▸ **Dataset extract**:
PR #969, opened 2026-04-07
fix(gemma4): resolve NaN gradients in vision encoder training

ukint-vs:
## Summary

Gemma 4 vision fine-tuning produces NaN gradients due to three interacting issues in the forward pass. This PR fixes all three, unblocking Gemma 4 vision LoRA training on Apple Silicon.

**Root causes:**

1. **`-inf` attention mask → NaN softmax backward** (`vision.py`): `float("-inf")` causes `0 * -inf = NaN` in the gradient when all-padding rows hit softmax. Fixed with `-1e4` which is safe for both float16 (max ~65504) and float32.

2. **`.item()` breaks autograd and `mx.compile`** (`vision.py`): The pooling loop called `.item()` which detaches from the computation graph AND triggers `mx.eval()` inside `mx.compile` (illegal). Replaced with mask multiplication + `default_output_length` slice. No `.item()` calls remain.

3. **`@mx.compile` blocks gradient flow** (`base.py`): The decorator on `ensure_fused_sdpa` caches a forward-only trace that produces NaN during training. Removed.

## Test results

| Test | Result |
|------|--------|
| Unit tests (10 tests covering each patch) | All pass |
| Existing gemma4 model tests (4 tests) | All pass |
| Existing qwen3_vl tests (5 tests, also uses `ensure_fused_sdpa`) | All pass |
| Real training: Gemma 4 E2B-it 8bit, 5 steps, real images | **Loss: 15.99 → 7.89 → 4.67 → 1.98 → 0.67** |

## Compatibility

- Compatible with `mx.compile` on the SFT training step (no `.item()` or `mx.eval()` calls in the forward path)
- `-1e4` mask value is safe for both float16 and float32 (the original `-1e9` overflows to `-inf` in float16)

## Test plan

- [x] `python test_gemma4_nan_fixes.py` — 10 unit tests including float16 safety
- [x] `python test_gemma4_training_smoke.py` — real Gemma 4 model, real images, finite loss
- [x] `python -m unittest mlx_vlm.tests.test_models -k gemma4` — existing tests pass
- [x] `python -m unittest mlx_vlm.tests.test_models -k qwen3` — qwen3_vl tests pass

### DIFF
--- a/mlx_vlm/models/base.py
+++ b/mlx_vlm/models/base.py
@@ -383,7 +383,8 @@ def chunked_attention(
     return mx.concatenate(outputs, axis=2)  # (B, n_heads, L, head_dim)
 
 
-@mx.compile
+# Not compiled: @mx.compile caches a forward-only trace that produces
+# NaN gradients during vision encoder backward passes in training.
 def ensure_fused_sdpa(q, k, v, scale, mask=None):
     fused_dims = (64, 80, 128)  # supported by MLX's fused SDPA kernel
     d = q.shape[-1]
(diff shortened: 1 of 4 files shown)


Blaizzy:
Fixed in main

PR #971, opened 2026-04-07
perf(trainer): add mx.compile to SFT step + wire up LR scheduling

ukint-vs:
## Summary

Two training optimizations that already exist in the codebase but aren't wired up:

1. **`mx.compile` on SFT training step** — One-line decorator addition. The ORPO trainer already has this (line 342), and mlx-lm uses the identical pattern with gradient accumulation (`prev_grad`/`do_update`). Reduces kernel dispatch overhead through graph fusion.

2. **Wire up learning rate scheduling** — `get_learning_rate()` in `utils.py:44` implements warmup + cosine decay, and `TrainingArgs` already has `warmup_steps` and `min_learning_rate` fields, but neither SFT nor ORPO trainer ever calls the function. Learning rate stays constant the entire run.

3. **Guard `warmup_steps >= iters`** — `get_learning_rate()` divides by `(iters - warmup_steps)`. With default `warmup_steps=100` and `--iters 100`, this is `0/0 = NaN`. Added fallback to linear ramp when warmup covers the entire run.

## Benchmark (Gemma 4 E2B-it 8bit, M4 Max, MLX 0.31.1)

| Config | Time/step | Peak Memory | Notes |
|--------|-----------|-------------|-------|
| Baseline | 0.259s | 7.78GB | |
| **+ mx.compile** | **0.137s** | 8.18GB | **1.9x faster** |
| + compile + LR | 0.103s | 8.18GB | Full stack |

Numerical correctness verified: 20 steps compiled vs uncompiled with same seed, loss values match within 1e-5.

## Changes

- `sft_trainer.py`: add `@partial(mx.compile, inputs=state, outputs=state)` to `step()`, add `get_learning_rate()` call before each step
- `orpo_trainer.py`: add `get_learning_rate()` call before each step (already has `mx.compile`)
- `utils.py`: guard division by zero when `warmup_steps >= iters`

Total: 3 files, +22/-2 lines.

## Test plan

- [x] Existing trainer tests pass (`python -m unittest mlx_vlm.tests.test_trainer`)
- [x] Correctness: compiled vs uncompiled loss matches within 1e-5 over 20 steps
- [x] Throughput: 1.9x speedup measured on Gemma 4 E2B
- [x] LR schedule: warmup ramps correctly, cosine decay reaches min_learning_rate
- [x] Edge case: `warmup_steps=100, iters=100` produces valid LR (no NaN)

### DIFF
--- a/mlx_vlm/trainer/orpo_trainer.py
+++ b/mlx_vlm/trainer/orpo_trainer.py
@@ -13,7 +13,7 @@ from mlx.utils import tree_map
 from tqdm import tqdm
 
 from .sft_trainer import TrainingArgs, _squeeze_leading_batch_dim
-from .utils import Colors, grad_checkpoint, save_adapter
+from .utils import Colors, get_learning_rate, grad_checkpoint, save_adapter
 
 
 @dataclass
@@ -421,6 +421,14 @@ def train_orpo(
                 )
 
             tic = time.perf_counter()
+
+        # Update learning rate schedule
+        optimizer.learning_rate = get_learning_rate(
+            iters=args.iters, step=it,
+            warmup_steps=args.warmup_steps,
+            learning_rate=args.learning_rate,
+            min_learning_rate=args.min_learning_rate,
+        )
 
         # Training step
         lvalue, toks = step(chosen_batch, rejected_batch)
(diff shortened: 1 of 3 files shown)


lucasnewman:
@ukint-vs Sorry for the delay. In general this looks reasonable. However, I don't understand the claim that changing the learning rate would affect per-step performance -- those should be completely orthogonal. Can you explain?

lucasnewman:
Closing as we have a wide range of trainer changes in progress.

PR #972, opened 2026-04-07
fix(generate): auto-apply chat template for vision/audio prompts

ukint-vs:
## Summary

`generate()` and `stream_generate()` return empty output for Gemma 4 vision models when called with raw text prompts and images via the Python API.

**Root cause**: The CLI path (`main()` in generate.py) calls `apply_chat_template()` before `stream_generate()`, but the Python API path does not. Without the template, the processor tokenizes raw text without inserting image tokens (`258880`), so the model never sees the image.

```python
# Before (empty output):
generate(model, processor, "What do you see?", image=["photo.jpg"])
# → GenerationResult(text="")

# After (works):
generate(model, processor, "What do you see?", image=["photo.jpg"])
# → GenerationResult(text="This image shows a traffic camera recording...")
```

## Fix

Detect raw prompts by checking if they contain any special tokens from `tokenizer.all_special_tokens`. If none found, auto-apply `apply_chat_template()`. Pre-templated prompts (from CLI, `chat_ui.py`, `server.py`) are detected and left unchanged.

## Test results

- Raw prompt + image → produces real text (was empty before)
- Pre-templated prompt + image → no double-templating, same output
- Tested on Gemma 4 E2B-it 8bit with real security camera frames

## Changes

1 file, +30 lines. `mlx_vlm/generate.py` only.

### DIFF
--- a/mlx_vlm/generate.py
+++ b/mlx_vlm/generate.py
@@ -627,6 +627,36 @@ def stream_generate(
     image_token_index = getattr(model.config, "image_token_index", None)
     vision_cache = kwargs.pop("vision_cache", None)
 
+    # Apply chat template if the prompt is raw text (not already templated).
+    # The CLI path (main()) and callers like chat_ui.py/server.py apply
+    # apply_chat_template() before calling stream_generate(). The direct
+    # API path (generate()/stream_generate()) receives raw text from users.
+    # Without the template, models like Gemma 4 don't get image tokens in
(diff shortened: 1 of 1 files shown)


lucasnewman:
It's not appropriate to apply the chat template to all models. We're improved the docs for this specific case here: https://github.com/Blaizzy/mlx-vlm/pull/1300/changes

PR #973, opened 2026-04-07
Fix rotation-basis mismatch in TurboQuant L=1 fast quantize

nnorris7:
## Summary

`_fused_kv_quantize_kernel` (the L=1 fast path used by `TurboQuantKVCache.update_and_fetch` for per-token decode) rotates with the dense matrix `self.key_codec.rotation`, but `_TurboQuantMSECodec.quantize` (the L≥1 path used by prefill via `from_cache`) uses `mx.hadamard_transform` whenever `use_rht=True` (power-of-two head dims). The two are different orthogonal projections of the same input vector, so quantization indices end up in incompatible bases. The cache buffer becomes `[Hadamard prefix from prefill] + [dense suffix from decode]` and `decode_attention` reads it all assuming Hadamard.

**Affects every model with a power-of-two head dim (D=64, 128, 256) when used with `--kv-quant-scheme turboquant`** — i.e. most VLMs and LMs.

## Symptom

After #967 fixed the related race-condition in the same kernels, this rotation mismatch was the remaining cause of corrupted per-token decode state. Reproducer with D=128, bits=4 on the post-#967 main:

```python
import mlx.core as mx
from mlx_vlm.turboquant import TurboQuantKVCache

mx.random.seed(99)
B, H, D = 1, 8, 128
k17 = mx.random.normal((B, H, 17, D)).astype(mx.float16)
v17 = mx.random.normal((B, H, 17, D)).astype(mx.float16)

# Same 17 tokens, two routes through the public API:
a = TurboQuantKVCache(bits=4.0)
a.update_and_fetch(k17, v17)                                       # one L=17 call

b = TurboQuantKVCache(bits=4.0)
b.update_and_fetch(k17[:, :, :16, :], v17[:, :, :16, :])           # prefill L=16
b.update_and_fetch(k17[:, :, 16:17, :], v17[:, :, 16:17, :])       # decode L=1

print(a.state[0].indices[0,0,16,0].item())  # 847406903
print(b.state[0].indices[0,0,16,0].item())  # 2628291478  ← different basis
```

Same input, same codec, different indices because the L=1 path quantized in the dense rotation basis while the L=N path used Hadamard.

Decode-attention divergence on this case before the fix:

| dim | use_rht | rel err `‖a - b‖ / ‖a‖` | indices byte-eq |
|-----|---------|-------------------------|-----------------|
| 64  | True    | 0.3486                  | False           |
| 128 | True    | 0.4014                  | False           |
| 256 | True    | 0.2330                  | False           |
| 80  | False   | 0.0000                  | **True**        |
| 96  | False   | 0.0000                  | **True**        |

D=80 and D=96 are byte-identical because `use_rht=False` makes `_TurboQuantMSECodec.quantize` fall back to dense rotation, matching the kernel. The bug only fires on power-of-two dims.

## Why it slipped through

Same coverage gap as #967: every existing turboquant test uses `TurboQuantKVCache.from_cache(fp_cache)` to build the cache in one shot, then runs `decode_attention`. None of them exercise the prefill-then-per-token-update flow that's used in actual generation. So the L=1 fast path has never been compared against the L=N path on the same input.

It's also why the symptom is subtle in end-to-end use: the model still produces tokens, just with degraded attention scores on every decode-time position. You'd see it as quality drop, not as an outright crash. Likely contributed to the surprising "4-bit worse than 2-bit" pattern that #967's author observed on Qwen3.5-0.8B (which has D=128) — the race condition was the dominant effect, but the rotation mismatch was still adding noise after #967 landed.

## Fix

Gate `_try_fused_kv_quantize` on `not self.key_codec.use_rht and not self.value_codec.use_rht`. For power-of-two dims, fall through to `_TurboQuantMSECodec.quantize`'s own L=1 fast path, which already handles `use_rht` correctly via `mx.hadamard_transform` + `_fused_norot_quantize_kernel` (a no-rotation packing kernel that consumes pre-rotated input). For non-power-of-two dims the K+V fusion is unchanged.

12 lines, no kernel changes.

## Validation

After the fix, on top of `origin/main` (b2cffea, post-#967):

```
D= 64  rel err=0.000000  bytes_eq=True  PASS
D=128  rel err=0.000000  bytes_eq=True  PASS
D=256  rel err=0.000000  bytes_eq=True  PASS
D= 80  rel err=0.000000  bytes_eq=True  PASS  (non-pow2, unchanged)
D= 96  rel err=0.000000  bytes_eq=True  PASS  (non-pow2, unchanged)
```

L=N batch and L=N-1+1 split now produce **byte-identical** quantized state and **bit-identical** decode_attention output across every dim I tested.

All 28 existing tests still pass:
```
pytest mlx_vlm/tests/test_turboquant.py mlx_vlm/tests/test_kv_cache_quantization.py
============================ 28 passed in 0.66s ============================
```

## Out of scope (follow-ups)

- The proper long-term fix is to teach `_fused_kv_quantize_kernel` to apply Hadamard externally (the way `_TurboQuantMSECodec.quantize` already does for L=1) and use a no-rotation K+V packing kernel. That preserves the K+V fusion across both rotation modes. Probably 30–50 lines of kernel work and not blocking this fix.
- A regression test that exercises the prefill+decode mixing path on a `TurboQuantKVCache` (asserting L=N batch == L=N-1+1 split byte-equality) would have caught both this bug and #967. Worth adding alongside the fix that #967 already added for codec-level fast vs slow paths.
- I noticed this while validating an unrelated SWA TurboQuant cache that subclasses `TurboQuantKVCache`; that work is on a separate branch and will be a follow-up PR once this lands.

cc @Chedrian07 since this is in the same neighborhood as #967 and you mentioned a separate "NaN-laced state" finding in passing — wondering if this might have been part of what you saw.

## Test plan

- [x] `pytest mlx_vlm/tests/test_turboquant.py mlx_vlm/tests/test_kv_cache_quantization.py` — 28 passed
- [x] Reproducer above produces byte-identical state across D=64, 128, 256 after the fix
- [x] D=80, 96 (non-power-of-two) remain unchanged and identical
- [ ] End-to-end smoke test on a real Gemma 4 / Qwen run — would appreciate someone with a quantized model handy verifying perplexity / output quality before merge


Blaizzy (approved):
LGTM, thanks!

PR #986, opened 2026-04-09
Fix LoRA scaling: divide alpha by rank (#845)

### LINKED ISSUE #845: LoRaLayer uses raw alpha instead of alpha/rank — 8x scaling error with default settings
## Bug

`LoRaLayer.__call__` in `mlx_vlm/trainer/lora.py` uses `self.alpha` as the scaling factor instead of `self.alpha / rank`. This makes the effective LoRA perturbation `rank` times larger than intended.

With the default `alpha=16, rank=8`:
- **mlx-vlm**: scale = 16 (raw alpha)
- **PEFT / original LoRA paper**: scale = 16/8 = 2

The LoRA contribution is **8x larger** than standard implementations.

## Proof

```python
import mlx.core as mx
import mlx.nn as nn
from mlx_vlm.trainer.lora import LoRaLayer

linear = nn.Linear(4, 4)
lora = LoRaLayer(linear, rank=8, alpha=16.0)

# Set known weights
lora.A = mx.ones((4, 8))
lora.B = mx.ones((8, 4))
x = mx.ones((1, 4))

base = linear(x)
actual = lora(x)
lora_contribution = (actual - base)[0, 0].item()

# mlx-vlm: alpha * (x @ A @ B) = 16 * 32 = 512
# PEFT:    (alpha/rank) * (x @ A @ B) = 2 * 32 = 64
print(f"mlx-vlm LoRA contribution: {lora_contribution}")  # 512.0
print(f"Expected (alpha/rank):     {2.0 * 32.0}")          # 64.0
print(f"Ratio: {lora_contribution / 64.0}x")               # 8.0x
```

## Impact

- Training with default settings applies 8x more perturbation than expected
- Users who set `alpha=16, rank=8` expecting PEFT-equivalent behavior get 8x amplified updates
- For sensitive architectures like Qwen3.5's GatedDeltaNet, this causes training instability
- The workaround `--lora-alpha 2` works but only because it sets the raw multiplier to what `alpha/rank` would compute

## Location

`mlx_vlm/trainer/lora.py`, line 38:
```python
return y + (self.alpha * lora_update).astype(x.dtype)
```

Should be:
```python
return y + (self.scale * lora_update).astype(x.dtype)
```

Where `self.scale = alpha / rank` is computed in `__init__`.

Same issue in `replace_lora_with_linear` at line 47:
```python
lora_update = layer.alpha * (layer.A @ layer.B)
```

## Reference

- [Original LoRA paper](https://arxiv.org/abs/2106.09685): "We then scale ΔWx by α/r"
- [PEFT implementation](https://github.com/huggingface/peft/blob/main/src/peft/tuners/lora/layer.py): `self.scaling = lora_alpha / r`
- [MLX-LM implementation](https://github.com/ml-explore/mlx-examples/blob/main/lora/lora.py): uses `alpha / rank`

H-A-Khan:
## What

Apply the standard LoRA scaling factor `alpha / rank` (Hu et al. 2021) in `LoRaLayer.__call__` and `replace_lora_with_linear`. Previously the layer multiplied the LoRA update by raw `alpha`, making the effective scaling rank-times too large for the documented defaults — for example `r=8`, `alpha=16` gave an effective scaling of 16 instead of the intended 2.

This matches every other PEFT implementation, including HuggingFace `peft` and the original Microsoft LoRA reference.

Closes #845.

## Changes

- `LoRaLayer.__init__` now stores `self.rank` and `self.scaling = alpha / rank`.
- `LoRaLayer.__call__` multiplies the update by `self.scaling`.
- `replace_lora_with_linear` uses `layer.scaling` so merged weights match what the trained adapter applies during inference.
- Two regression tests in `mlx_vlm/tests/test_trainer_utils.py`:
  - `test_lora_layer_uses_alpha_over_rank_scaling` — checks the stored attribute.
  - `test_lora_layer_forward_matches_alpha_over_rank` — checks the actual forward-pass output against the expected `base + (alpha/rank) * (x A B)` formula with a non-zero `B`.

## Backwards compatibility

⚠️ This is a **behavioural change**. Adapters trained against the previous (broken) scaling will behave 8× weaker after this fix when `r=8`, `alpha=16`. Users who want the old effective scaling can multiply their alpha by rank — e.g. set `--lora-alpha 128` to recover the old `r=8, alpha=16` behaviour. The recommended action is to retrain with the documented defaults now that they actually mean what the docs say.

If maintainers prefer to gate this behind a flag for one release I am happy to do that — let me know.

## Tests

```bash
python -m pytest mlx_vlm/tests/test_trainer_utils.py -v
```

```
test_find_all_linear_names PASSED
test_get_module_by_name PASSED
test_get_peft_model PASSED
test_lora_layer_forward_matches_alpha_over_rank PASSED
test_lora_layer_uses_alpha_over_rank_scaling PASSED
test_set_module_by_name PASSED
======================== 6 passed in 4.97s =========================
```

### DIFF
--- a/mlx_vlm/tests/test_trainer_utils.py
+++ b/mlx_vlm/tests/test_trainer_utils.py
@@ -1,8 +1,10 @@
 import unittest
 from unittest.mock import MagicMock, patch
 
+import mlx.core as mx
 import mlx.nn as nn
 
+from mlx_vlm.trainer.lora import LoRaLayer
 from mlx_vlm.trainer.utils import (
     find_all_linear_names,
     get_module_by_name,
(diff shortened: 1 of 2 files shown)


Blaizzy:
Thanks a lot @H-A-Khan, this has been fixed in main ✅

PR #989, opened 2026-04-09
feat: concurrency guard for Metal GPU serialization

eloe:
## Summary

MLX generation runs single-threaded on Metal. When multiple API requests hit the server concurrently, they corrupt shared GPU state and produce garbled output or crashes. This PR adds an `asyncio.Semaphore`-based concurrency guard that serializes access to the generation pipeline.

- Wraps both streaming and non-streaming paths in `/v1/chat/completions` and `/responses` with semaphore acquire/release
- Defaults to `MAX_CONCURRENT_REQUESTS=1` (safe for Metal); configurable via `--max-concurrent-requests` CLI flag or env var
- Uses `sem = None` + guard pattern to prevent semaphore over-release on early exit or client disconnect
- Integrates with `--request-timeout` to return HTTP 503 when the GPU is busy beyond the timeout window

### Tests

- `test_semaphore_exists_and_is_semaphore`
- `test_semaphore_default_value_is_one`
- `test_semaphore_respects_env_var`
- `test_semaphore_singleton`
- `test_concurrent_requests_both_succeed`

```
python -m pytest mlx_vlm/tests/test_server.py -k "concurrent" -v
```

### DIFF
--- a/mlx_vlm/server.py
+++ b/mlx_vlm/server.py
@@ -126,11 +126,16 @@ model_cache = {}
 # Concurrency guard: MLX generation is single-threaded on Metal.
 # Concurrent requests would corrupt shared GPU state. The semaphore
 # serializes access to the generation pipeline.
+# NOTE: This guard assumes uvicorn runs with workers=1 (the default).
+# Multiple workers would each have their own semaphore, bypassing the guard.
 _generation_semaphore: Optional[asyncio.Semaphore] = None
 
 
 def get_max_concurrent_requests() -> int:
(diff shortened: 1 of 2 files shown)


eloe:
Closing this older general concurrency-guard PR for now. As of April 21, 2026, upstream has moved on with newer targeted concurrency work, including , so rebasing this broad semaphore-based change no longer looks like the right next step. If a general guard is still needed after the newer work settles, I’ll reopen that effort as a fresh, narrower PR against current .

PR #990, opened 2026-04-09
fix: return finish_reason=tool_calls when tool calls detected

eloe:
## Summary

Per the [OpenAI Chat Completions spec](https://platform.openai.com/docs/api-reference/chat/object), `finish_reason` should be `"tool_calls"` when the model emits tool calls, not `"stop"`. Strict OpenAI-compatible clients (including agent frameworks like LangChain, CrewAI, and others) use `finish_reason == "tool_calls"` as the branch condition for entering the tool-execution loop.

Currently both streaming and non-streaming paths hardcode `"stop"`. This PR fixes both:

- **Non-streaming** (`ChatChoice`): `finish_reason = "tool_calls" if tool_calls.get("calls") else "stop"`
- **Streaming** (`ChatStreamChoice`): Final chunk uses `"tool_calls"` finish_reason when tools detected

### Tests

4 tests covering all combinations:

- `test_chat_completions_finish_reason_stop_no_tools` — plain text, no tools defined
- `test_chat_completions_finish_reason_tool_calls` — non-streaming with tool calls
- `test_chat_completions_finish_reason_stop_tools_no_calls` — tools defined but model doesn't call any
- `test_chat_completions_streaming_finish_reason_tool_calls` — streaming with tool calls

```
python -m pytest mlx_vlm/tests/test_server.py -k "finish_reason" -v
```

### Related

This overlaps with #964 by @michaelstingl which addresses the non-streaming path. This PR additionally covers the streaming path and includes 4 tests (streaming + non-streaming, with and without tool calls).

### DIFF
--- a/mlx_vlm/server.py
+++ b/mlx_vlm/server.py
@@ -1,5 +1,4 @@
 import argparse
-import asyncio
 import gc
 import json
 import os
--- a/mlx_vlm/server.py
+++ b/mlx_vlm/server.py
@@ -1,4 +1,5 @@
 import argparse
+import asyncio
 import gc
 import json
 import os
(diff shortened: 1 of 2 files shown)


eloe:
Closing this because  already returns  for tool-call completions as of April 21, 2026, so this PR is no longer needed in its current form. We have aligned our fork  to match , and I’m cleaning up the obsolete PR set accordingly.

▸ **Work instruction**: Check each line of the listing for "workers", and copy the ones that hold it.

▸ **Task response**:
+# NOTE: This guard assumes uvicorn runs with workers=1 (the default).
+# Multiple workers would each have their own semaphore, bypassing the guard.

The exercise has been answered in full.